A noncovalent interaction between two molecules that has very slow dissociation kinetics can also function as a crosslink. For example, reactive derivatives of phospholipids can be used to link the liposomes or cell membranes in which they are incorporated to antibodies or enzymes. Biotinylation and haptenylation reagents (Biotin and Hapten Derivatives—Chapter 4) can also be thought of as heterobifunctional crosslinking reagents because they comprise a chemically reactive group as well as a biotin or hapten moiety that binds with high affinity to avidin or an anti-hapten antibody, respectively. Similarly, avidin, streptavidin, NeutrAvidin biotin-binding protein and CaptAvidin biotin-binding protein (Avidin, Streptavidin, NeutrAvidin and CaptAvidin Biotin-Binding Proteins and Affinity Matrices—Section 7.6) can tightly bind up to four molecules of a biotinylated target.
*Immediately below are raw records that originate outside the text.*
PR #912, opened 2022-04-28
stix2matcher.matcher usage optimization

baulus:


stix_shifter_modules/error_test/stix_transmission/connector.py
```diff
@@ -33,19 +32,9 @@ def __init__(self, connection, configuration):
...
-        if found_bindings:
-            matching_sdos = []
-            for binding in found_bindings:
-                matches = [match for match in matcher.get_sdos_from_binding(binding) if match not in matching_sdos]
-                matching_sdos.extend(matches)
-        else:
-            matching_sdos = []
-
+        compiled_pattern = Pattern(pattern)
+        matching_sdos = compiled_pattern.match(observed_data_sdos, verbose)
```
mdazam1942, line 36: so the match() doesn't return just the first anymore?

stix_shifter_modules/stix_bundle/stix_transmission/connector.py
```diff
@@ -31,19 +30,7 @@ def __init__(self, connection, configuration):
...
-
-        found_bindings = matcher.matched()
-
-        if found_bindings:
-            matching_sdos = []
-            for binding in found_bindings:
-                matches = [match for match in matcher.get_sdos_from_binding(binding) if match not in matching_sdos]
-                matching_sdos.extend(matches)
-        else:
-            matching_sdos = []
```
mdazam1942, line 45: so the match() doesn't return just the first anymore?

mdazam1942: looks like this optimization introduced the original problem where the match() function doesn't return all the matching observables.

baulus: there was such problem before?

PR #948, opened 2022-05-18
Added matcher lib support for 2.1

baulus:


requirements.txt
```diff
@@ -0,0 +1,19 @@
+adal==1.2.7
```
delliott90, line 1: top-level requirements shouldn't be checked in since it's generated by the generate_requirements.py script.

PR #964, opened 2022-05-26
Reaqta Connector:Update mapping and unittest

mdazam1942:


stix_shifter_modules/reaqta/stix_translation/json/stix_2_1/to_stix_map.json
```diff
@@ -1379,7 +1379,7 @@
       },
       "etwWorkstation": {
         "key": "x-oca-asset.host_id",
-        "object": "etw_asset"
+        "object": "asset"
```
pcoccoli, line 1382: Does this need to match etwWorkstationName below?  That also uses `etw_asset`.

stix_shifter_modules/reaqta/test/stix_translation/test_reaqta_json_to_stix.py
```diff
@@ -496,4 +496,10 @@ def test_cybox_observables_network_traffic_inbound(self):
...
         assert(extensions['address_family'] == 'IPv4')
-        assert(extensions['outbound'] == False)
\ No newline at end of file
+        assert(extensions['outbound'] == False)
+
+        x_oca_asset = TestReaqtaResultsToStix.get_first_of_type(objects.values(), 'x-oca-asset')
+        ip_refs =  x_oca_asset['ip_refs']
+        obj_num = ip_refs[0]
+        ip_obj = objects[obj_num]
+        assert(ip_obj['value'] == DATA_REMOTE_IP)
```
pcoccoli, line 505: Should the asset IP be the local IP?  The connection is this test is inbound, meaning the dest/server/responder is local (i.e. the asset) and the source/client/originator is remote.

mdazam1942: correct. so the global variable `DATA_REMOTE_IP` is declared by taking the original value from the test results set.  the results translator switch the remote to local ip for inbound conn which is actually DATA_REMOTE_IP -> local ip. I can put a comment there for clarification.

stix_shifter_modules/reaqta/stix_translation/json/stix_2_1/to_stix_map.json
mdazam1942: ohh that's a mistake. I should have kept the `etw_asset` object name. reverting back

pcoccoli (approved):

PR #977, opened 2022-06-02
Added reaqta from_stix generate script

baulus:


mdazam1942 (commented):
we can't have these script files inside the module. it will just add to the size of the image unless you put a logic to skip this folder in setup.py

baulus:
> 
SKIP.ME did not helped, so I included "tools" folder in exclude list

PR #996, opened 2022-06-17
fixed last and first observed and rename label for configuration

kr-riteshsinha:
1. added last observed and first observed attribute.
2. Change host name to tenant name in lang_en.json file
3. removed port parameter for datasource configuration.


stix_shifter_modules/ibm_security_verify/stix_translation/json/to_stix_map.json
```diff
@@ -116,6 +116,30 @@
       "key": "x-oca-event.created",
       "transformer": "EpochToTimestamp",
       "object": "ocaevent"
+    },
+    {
```
mdazam1942, line 120: why do you need `time` field mapped to first+last observed when you already mapped them to startime and endtime?

PR #998, opened 2022-06-20
Replace  all password type fields to certificate type for consistency

mdazam1942:


stix_shifter_modules/alertflex/configuration/config.json
```diff
@@ -22,18 +22,18 @@
...
-            "type": "password",
+            "type": "certificate",
             "optional": true
         }
     },
     "configuration": {
         "auth": {
             "type" : "fields",
             "username": {
-                "type": "password"
```
delliott90, line 33: This should not even be hidden as a password but be plain text I would think.

delliott90:
We don't want all passwords changed over, just the actual certificate fields.

mdazam1942:
> We don't want all passwords changed over, just the actual certificate fields.

ohk the issue description mislead me. will have to revert back all these change.

mdazam1942:
closing this pr. reverting back is more work than just creating new PR  #1000

PR #1005, opened 2022-06-27
Fixed unique_cybox_objects storing

baulus:


pcoccoli (commented):
The change looks correct to me, but it appears that the unit tests have hard-coded IDs that need to be updated.

pcoccoli (approved):
Looks OK to me.

PR #1025, opened 2022-07-05
Removed allowed methods from Retry (passed by default)

snaqati:
allowed methods parameter is causing an issue for the Infoblox module.
The methods passed are default allowed methods specified in the Retry module.

### DIFF
--- a/stix_shifter_utils/stix_transmission/utils/RestApiClient.py
+++ b/stix_shifter_utils/stix_transmission/utils/RestApiClient.py
@@ -103,8 +103,7 @@ class RestApiClient:
                 url = 'https://' + self.server_ip + '/' + endpoint
             try:
                 session = requests.Session()
-                retry_strategy = Retry(total=self.retry_max, backoff_factor=0, status_forcelist=[429, 500, 502, 503, 504],
-                                       allowed_methods=["HEAD", "GET", "PUT", "DELETE", "OPTIONS", "TRACE"])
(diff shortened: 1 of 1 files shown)


stix_shifter_utils/stix_transmission/utils/RestApiClient.py
```diff
@@ -103,8 +103,7 @@ def call_api(self, endpoint, method, headers=None, data=None, urldata=None, time
                 url = 'https://' + self.server_ip + '/' + endpoint
             try:
                 session = requests.Session()
-                retry_strategy = Retry(total=self.retry_max, backoff_factor=0, status_forcelist=[429, 500, 502, 503, 504],
-                                       allowed_methods=["HEAD", "GET", "PUT", "DELETE", "OPTIONS", "TRACE"])
+                retry_strategy = Retry(total=self.retry_max, backoff_factor=0, status_forcelist=[429, 500, 502, 503, 504])
```
mdazam1942, line 106: what is the error when allowed_methods is specified? Is there any specific method that infoblox need?

mdazam1942: what version of `urllib3` and `requests` are you using? seems like you may need to upgrade these specified packages in your python env.

snaqati: I'll close the PR.
Thanks again

snaqati:
The issue was caused due to outdated python packages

Figure 5.1.1 Schematic illustration of the heterobifunctional crosslinker succinimidyl acetylthioacetate (SATA): A) attachment to an aminosilane-modified surface, B) deprotection with base and C) reaction with a thiol-reactive biomolecule.

Figure 5.1.2 Photoreactive crosslinking reaction of a simple aryl azide.

Figure 5.1.3 Photoreactive crosslinking reaction of a fluorinated aryl azide.

Figure 5.1.4 Photoreactive crosslinking reaction of a benzophenone derivative.

Figure 5.1.5 Conversion of a carboxylic acid group into an aliphatic amine. The activated carboxylic acid is derivatized with a half-protected aliphatic diamine (mono-N-(t-BOC)-propylenediamine), usually in an organic solvent, followed by removal of the t-BOC–protecting group with trifluoroacetic acid.

In addition to the photoreactive crosslinking reagents that are briefly mentioned above and described in detail in Photoactivatable Reagents, Including Photoreactive Crosslinkers and Caged Probes—Section 5.3, we prepare photoactivatable probes. Flash photolysis of photoactivatable or "caged" probes provides a means of controlling the release—both spatially and temporally—of biologically active products or other reagents of interest. The chemical caging process may also confer membrane permeability on the caged ligand, as is the case for caged cAMP and caged luciferin. Our selection of caged nucleotides, chelators, second messengers and neurotransmitters has tremendous potential for use with both live cells and isolated proteins (Photoactivatable Reagents, Including Photoreactive Crosslinkers and Caged Probes—Section 5.3).

We prepare caged versions of biologically active molecules, as well as caged fluorescent dyes that are essentially nonfluorescent until after photolysis. These caged fluorophores have proven useful for photoactivation of fluorescence (PAF) experiments, which are analogous to fluorescence recovery after photobleaching (FRAP) experiments except that the fluorophore is activated upon illumination rather than bleached. Measuring the fluorescent signal of the photoactivated fluorophore against a dark background is intrinsically more sensitive than measuring a dark photobleached region against a bright field.